Defensively, it could make it annoying for enemies to attack you with armored vehicles.
No. It woud be even
more comical easier to fight your enemies in high gravity. In low gravity your enemies may survive a landslide by hiding in a tent. In jovian gravity a paintball falling from a few kilometers up could maybe rip a person right in two.
If you wish to fight someone in high gravity, warfare may become a game of dropping stuff up on your opponents.

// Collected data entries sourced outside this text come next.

PR #717, opened 2025-06-24
Build new stablecoin example leveraging Zeto+KYC

awrichar:
This is a work in progress. It builds on https://github.com/LF-Decentralized-Trust-labs/paladin/pull/713 to showcase how Zeto could be used for privacy-preserving stablecoins with compliant KYC.

The example passes 🎉 but it may need some more work in honing it down and cleaning up the docs.

Live copy of the docs can be previewed here:
https://awrichar.github.io/paladin/head/tutorials/
https://awrichar.github.io/paladin/head/tutorials/enterprise-stablecoin/


domains/zeto/internal/zeto/handler_events.go
```diff
@@ -172,7 +173,12 @@ func (z *Zeto) handleIdentityRegisteredEvent(ctx context.Context, smtKycTree *co
 			}
 			err = z.updateMerkleTree(ctx, smtKycTree.Tree, smtKycTree.Storage, txData.TransactionID, []pldtypes.HexUint256{*pldtypes.MustParseHexUint256("0x" + publicKeyHash.Text(16))})
 			if err != nil {
-				return i18n.NewError(ctx, msgs.MsgErrorUpdateSMT, "IdentityRegistered", err)
+				// Check if this is a "key already exists" error - if so, treat it as success for idempotency
```
awrichar, line 176: This string parsing was mainly a workaround for bugs with state uniqueness. @jimthematrix do you have a thought on how we should actually handle idempotency if events happen to be replayed? I think we either have to catch an error and ignore (although I'd rather have something more explicit than string parsing), or we have to query before insert.

example/private-stablecoin/README.md
```diff
@@ -0,0 +1,261 @@
+# Example: Enterprise Stablecoin with KYC and Nullifiers
```
awrichar, line 1: Should be "private stablecoin"

awrichar: This README was AI-assisted and could probably be pruned down overall. I feel like it went a little overboard 😅

example/private-stablecoin/src/index.ts
```diff
@@ -0,0 +1,426 @@
...
+  url: "http://127.0.0.1:31548",
+});
+const paladin2 = new PaladinClient({
+  url: "http://127.0.0.1:31648",
+});
+const paladin3 = new PaladinClient({
+  url: "http://127.0.0.1:31748",
+});
+
+async function getBabyjubPublicKey(verifier: PaladinVerifier): Promise<string[]> {
```
awrichar, line 25: Is there a simpler way to do this, or a way to make Paladin/Zeto do it for us? Feels like this utility will be necessary for anyone using this variant of Zeto.

example/private-stablecoin/src/index.ts
```diff
@@ -0,0 +1,426 @@
...
+  } catch (error) {
+    // If balance query fails, return 0 for demo purposes
+    console.warn(`Failed to get ERC20 balance: ${error}`);
+    return 0;
+  }
+}
+
+async function main(): Promise<boolean> {
+  // Generate unique identity names for this run to avoid Merkle tree conflicts
+  const runId = Math.random().toString(36).substring(2, 8);
```
awrichar, line 144: This can be reverted now that Zeto handles multiple contracts better

example/private-stablecoin/src/index.ts
jimthematrix: Agree, the best approach I think is adding a new key spec for the uncompressed form, in addition to the compressed form, to be returned from the `Resolve()` RPC call. I'll work on adding that.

That said, the pains of high-gravity are:
More expensive life support: we know humans handle low gravity, and even microgravity quite well. People are able to live for months in the ISS without any major, long lasting health issues. But we feel sick and can get knocked out by high gravity, as evidenced from simple things like some ******* rollercoasters to more complicated stuff such as jet fighters and rockets (in some cases you need special suits just not to pass out).
The energy bill: the real issue is that the formula for the potential energy of a gravity field goes like this:
$$ E = Mgh $$
Where M is the mass of a body and h is how high it is from a reference height. The problem is the g, which is the gravity involved.
Let's compare three hypothetical planets, with distinct masses. Let's call them planets A, B anc C. Let A have the mass of Enceladus, B have the mass of Earth and C have the mass of Jupiter.
If you are in a building and wish to take some load to another level that is 10 meters upwards, the energy cost will be different in each. Assuming that the load weights one metric ton, the energy cost for each planet would be:
Planet A: $ 10^3kg \times 10m \times 0.0113m/s^2 = 113 \space joules $
Planet B: $ 10^3kg \times 10m \times 9.8m/s^2 = 98,000 \space joules $
Planet C: $ 10^3kg \times 10m \times 24.79m/s^2 = 247,900 \space joules $
If you have a power supply unit that can only power one elevator in a jovian gravity, the same PSU will be able to power two elevators simultaneously on Earth, or up to 2,193 elevators on Enceladus at the same time.
Conversely, a 10 meters drop in each planet would mean an impact with just as much kinect energy. In planet A you could jump from a hill and land like a feather. In planet B you could jump just like on Earth. On Planet C you risk serious injury and even death if you just trip on the sidewalk.